WHAT YOU ARE ASKED TO DO -
When you output the entries, begin with the first line and end with the line containing "PR #485, opened 2015-10-30", keeping each line exactly as it is.

** RECORDS follows **

PR #484, opened 2015-10-27
sr_iov_irqbalance: remove unused pattern string

PandaWei:
Maybe the variable 'service_status_filter is intended to
be the pattern param for re.search(),
But re.search() adopts character string directly.
So It becomes meaningless.


xutian:
Merged, thanks @PandaWei

PR #485, opened 2015-10-30
Remove ib700 wdt(watchdog timer) test for power guest as it is not su…

luckyh:
Remove ib700 wdt(watchdog timer) test for power guest as it is not supported.

ID: 1245141


xutian:
Looks good to me. thanks @luckyh

PR #488, opened 2015-11-07
CPUID QOM path lookup fix + small CPUID whitelist update

ehabkost:
The QOM-mode CPUID test code is failing on newer QEMU versions because icc-bridge was removed. Use the newer query-cpus 'qom_path' field to get the QOM path for CPU objects.


ehabkost:
Obsoleted by https://github.com/autotest/tp-qemu/pull/490

PR #495, opened 2015-11-24
migration_with_netperf: cleanup

PandaWei:
The unused variable 'g_client_install' isn't completely removed
by 78ea6aa.


xutian:
good catch,  merged. thanks @PandaWei

xutian:
good catch,  merged. thanks @PandaWei

PR #497, opened 2015-11-25
host-kernel: RHEL.5 and RHEL.6 host do not support serial option for ide-drive proterty. Need change to scsi-cd.

CongSmile:

id: 1285256


CongSmile:
Close this one at first.

PR #498, opened 2015-11-26
tp-qemu: qemu_disk_img: not using fixed cdrom letter for windows.

CongSmile:

id: 1273263


suqinhuang:
Hi coli,

As we discussed, we can use md5sum.exe  directly

RDs,

xutian:
@CongSmile  it's not a windows only test, so you can't set it to a windows only value.

Thanks,
Xu

CongSmile:
Thanks @suqinhuang and @xutian .

I will fix all such problems in guest-os.cfg.

Then close this bug.

PR #499, opened 2015-11-27
qemu.test.floppy_test/readonly_floppy: disable for pseries

luckyh:
As pseries does not support floppy, so need to disable related tests.

ID: 1279716


xutian:
LGTM,

Thanks @luckyh . Merged.

PR #504, opened 2015-12-02
qemu.tests.hdparm: disable spapr_vscsi

luckyh:
Disable spapr_vscsi variant for hdparm test as it is not supported.

ID: 1276304


spcui:
Acked-by: scui@redhat.com

PR #507, opened 2015-12-03
qemu/tests/cfg: Update multi_host.cfg

spcui:
1. Update some variants
2. Remove the duplicated config

### DIFF
--- a/qemu/tests/cfg/multi_host.cfg
+++ b/qemu/tests/cfg/multi_host.cfg
@@ -25,6 +25,10 @@
             disk_prepare_timeout = 360
             comm_port = 13234
             regain_ip_cmd = killall dhclient; sleep 10; dhclient;
+            paused_after_start_vm = no
+            need_to_login = yes
+            preprocess_env = no
+
             variants mig_protocol:
                 #Migration protocol.
                 - tcp:
@@ -32,27 +36,6 @@
                 - rdma:
                 - fd:
                 - exec:
-
-            variants booting_phase:
-                #Time when start migration
-                - after_login_vm:
-                    paused_after_start_vm = no
-                    need_to_login = yes
-                    preprocess_env = no
-                - early_boot_vm:
-                    no measure_migration_speed
-                    login_timeout = 420
-                    paused_after_start_vm = yes
-                    preprocess_env = yes
-                    variants:
-                        - timeout_0:
-                            start_migration_timeout = 0
-                        - timeout_6:
-                            start_migration_timeout = 6
-                        - timeout_random:
-                            start_migration_timeout = random
-                            min_random_timeout = 5
-                            max_random_timeout = 20
 
             variants migraiton_type:
                 - mig_online:
@@ -76,14 +59,24 @@
 
             variants multihost_mig_tests:
                 # Migration properties
-                - @default:
+                - after_login_vm:
                     type = migration_multi_host
+                - early_boot_vm:
+                    type = migration_multi_host
+                    login_timeout = 420
+                    paused_after_start_vm = yes
+                    need_to_login = no
+                    preprocess_env = yes
+                    enable_random_timeout = yes
+                    min_random_timeout = 5
+                    max_random_timeout = 20
                 - with_reboot:
-                    only early_boot_vm
-                    only mig_online
-                    timeout_random:
-                        min_random_timeout = 1
-                        max_random_timeout = 5
+                    login_timeout = 420
+                    paused_after_start_vm = yes
+                    preprocess_env = yes
+                    enable_random_timeout = yes
+                    min_random_timeout = 1
+                    max_random_timeout = 5
                     reboot_method = system_reset
                     type = migration_multi_host_with_reboot
                 - timedrift:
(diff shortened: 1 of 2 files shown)


qemu/tests/cfg/multi_host.cfg
```diff
@@ -96,23 +91,18 @@
                     time_diff_limit = 1.5
                 - cancel_with_delay:
                     type = migration_multi_host_cancel
-                    only after_login_vm
-                    only mig_online
+                    only Linux
```
suqinhuang: why linux only?

qemu/tests/cfg/multi_host.cfg
```diff
@@ -78,12 +62,23 @@
                 # Migration properties
                 - @default:
                     type = migration_multi_host
+                    variants:
+                        - after_login_vm:
+                        - early_boot_vm:
```
suqinhuang: In my opinion,
we can remove @default
just: 
- after_login_vm: 
-early_boot_vm:

spcui: OK, will update it.

qemu/tests/cfg/multi_host.cfg
```diff
@@ -78,12 +62,23 @@
...
                 - with_reboot:
-                    only early_boot_vm
-                    only mig_online
-                    timeout_random:
-                        min_random_timeout = 1
-                        max_random_timeout = 5
+                    login_timeout = 420
+                    paused_after_start_vm = yes
+                    preprocess_env = yes
+                    start_migration_timeout = random
```
suqinhuang: it's string, does it work?

                        wait = self.params.get("start_migration_timeout", 0)
                        logging.debug("Wait for migration %s seconds." %
                                      (wait))
                        time.sleep(int(wait))

spcui: yes, works well, already do it in migration_multi_host.py

111             if params.get("start_migration_timeout") == "random":               
112                 min_t = int(params.get("min_random_timeout"))                   
113                 max_t = int(params.get("max_random_timeout"))                   
114                 random_timeout = random.randint(min_t, max_t)                   
115                 params["start_migration_timeout"] = random_timeout

qemu/tests/cfg/multi_host.cfg
spcui: Will support windows later, let us ignore it now.

qemu/tests/cfg/multi_host.cfg
```diff
@@ -33,32 +37,12 @@
...
-                            start_migration_timeout = random
-                            min_random_timeout = 5
-                            max_random_timeout = 20
-
             variants migraiton_type:
                 - mig_online:
                     mig_offline = no
                 - mig_offline:
                     mig_offline = yes
+                    only host_mig_offline
```
suqinhuang: you can remove one     
            - host_mig_offline:
                    only exec
                    only mig_offline
                    host_mig_offline = yes
                    type = migration_multi_host

qemu/tests/migration_multi_host.py
```diff
@@ -111,7 +111,7 @@ def check_worker(mig_data):
             if params.get("check_vm_before_migration", "yes") == "no":
                 params["check_vm_needs_restart"] = "no"
 
-            if params.get("start_migration_timeout") == "random":
+            if params.get("enable_random_timeout") == "yes":
                 min_t = int(params.get("min_random_timeout"))
```
xutian: better default value here

spcui:
@xutian 
updated it, could you review again?

qemu/tests/cfg/multi_host.cfg
suqinhuang: Hi scui,

suggest to remove this line, as we need to support it

qemu/tests/cfg/multi_host.cfg
suqinhuang: not clear, what's the different between mig_offline and host_mig_offline.

spcui: this line is only run host_mig_offline subtest, and others subtests only support mig_online.

suqinhuang: 1. Suggest to remove the variant, and set offline cfg in host_mig_offline case.
otherwise we need to set only mig_offline and host_mig_offline each other
             variants migraiton_type:
                 - mig_online:
                     mig_offline = no
                 - mig_offline:
                     mig_offline = yes

2. or another method, remove host_mig_offline, and run one basic case on mig_offline

suqinhuang:
Acked-by: Suqin Huang

qemu/tests/cfg/multi_host.cfg
```diff
@@ -33,27 +37,6 @@
...
                 - exec:
 
-            variants booting_phase:
-                #Time when start migration
-                - after_login_vm:
-                    paused_after_start_vm = no
-                    need_to_login = yes
-                    preprocess_env = no
-                - early_boot_vm:
-                    no measure_migration_speed
```
CongSmile: Could you help explain why remove this line and not add it in the following code?

spcui: already not existed this case now.

qemu/tests/migration_multi_host.py
```diff
@@ -111,9 +111,9 @@ def check_worker(mig_data):
             if params.get("check_vm_before_migration", "yes") == "no":
                 params["check_vm_needs_restart"] = "no"
 
-            if params.get("start_migration_timeout") == "random":
-                min_t = int(params.get("min_random_timeout"))
-                max_t = int(params.get("max_random_timeout"))
+            if params.get("enable_random_timeout") == "yes":
```
xutian: 'set start_migration_timeout == random ' equal condition   'enable_random_timeout ', it look you only need to set default values for min_random_timeout and max_random_timeout is ok.

Thanks,
Xu

spcui: yes, but shuang think  params.get("start_migration_timeout") == "random" is not good idea, cause start_migration_timeout should be a int value, so changed.

xutian:
looks ok for me.

xutian:
Merged, thanks @spcui,  @suqinhuang and @CongSmile.

PR #509, opened 2015-12-15
tp-qemu: cdrom.py: some small updates.

CongSmile:
1. update the serial number length to "10~20",
   which is more reliable for comparation.
2. add qtree info when test failed.

id: 1276289

### DIFF
--- a/qemu/tests/cdrom.py
+++ b/qemu/tests/cdrom.py
@@ -75,8 +75,8 @@ def run(test, params, env):
     cdrom_prepare_timeout = int(params.get("cdrom_preapre_timeout", 360))
 
     def generate_serial_num():
-        length = int(params.get("length", "20"))
-        id_leng = random.randint(0, length)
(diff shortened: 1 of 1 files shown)


XueqiangWei:
LGTM,
Acked by Xueqiang Wei <xuwei@redhat.com>

qemu/tests/cdrom.py
```diff
@@ -76,7 +76,7 @@ def run(test, params, env):
 
     def generate_serial_num():
         length = int(params.get("length", "20"))
-        id_leng = random.randint(0, length)
+        id_leng = random.randint(10, length)
```
xutian: serial len in 6 ~ 10, looks more suitable

CongSmile:
@xutian 

6~10 is fine for me, and not too long serial number seems better.
I have updated the code, could you help review it again?

Thanks.

PR #510, opened 2015-12-15
tp-qemu: rng_bat: remove rng dll register.

CongSmile:
For the current qemu, rng device can work without
 rng dll register.

id: 1289831


xutian:
No need to  remove this lines.

CongSmile:
Thanks @xutian 

Then close this PR.

PR #514, opened 2015-12-18
disable boot_cpu_model test case for ppc64le platform since it's not …

qunfang:
ID:1263995

### DIFF
--- a/qemu/tests/cfg/boot_cpu_model.cfg
+++ b/qemu/tests/cfg/boot_cpu_model.cfg
@@ -1,4 +1,5 @@
 - boot_cpu_model:
+    no ppc64 ppc64le
     virt_test_type = qemu
     type = "boot_cpu_model"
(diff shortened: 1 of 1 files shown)


qemu/tests/cfg/boot_cpu_model.cfg
```diff
@@ -1,4 +1,5 @@
 - boot_cpu_model:
+    only x86_64 i386
```
suqinhuang: you can disable in Linux/RHEL/7.1/ppc64le.cfg directly

CongSmile:
Hi @qunfang 

How about arm?
I think disable ppc is fine for the case.

Thanks.

qunfang:
@CongSmile thanks for the comment, changed it.

CongSmile:

xutian:
Merged, thanks @qunfang and @CongSmile

PR #516, opened 2015-12-23
modified the memory size for ppc64/ppc64le platforms, because the gue…

qunfang:
ID:1191861


xutian:
looks good, merged thanks @qunfang.

PR #521, opened 2015-12-31
pci_hotplug: replace virttest.aexpect with aexpect

PandaWei:
The commit 173d352 missed it.


PandaWei:
trivial fix, merge now

PR #522, opened 2016-01-04
qemu/tests: Update multi host part for floppy.py

spcui:

ID: 1288975

### DIFF
--- a/qemu/tests/floppy.py
+++ b/qemu/tests/floppy.py
@@ -45,7 +45,7 @@ def run(test, params, env):
 
         :return: path to new floppy file.
         """
-        error.context("creating test floppy")
+        error.context("creating test floppy", logging.info)
         floppy = params["floppy_name"]
         if not os.path.isabs(floppy):
             floppy = os.path.join(data_dir.get_data_dir(), floppy)
@@ -55,7 +55,7 @@ def run(test, params, env):
 
     def cleanup_floppy(path):
         """ Removes created floppy """
-        error.context("cleaning up temp floppy images")
+        error.context("cleaning up temp floppy images", logging.info)
         os.remove("%s" % path)
 
     def lazy_copy(vm, dst_path, check_path, copy_timeout=None, dsize=None):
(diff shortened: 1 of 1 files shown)


qemu/tests/floppy.py
```diff
@@ -138,8 +138,7 @@ def test(self):
             error.context("Copying file to the floppy")
             md5_cmd = params.get("md5_cmd")
```
CongSmile: If the md5_cmd is not existed, does it need raise error here directly?

qemu/tests/floppy.py
```diff
@@ -138,8 +138,7 @@ def test(self):
...
             if md5_cmd:
-                md5_source = self.session.cmd("%s %s" % (params["md5_cmd"],
-                                                         source_file))
+                md5_source = self.session.cmd("%s %s" % (md5_cmd, source_file))
```
CongSmile: I think no need for the else branch here, maybe you can help update it also.
md5_source = None
if md5_cmd:
    md5_source = ****

qemu/tests/floppy.py
spcui: no, if not existed, md5_cmd = None

qemu/tests/floppy.py
spcui: not need update to it.

luckyh:
Acked-by: @luckyh

qemu/tests/floppy.py
```diff
@@ -193,7 +191,7 @@ def test(self):
             self.srchost = params["hosts"][0]
             self.dsthost = params["hosts"][1]
             self.is_src = params["hostid"] == self.srchost
-            self.mig = self.mig_type(test, params, env, False, )
+            self.mig = self.mig_type(test, params, env, True, )
```
xutian: @spcui   prepare_env = True , will create image file before VM create,  if set it to true,  how to ensure old guest os image not be recreate ?

spcui: True means "preprocess_env=True", just invoke storage.preprocess_images, not re-create.

xutian: I know it, I mean when storage.preprocess_images called, how to ensure OS image file not be recreate?

suqinhuang:
Acked-by: Suqin Huang

suqinhuang:
Thanks @luckyh merged

PR #523, opened 2016-01-05
try to login guest via all nics after driver installed

xutian:
after nic driver installed default route maybe change, so
try to login guest via all nic to avoid login timeout issue.


xutian:
ID:  1233526

CongSmile:

PR #524, opened 2016-01-07
qemu.cfg.qmp_command: correct command line for pmemsave

MiriamDeng:
ID:1295282


spcui:
Acked-by: scui@redhat.com

PR #528, opened 2016-01-08
set test_timeout from 1000 to 2000

maxujun:
ID: 1272941


xutian:
why increase it ?  this can't finished in 2000s?

maxujun:
I tested it can't finish in 1000s ,it need  about 1500s.

xutian:
looks ok for me.

Merged. thanks @maxujun

PR #537, opened 2016-01-21
cluster_size_check: no need start vm for this case.

CongSmile:

id: 1300213


xutian:
looks good to me, merged thanks @CongSmile

PR #542, opened 2016-01-27
modify the condition of cpu number to right

maxujun:
ID:1277805


CongSmile:
The scenario is invalid now, disable it in internal is fine.

Thanks.

maxujun:
ok,got it,close this request.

** End of RECORDS **

EXERCISE RESPONSE -
PR #484, opened 2015-10-27
sr_iov_irqbalance: remove unused pattern string

PandaWei:
Maybe the variable 'service_status_filter is intended to
be the pattern param for re.search(),
But re.search() adopts character string directly.
So It becomes meaningless.


xutian:
Merged, thanks @PandaWei

PR #485, opened 2015-10-30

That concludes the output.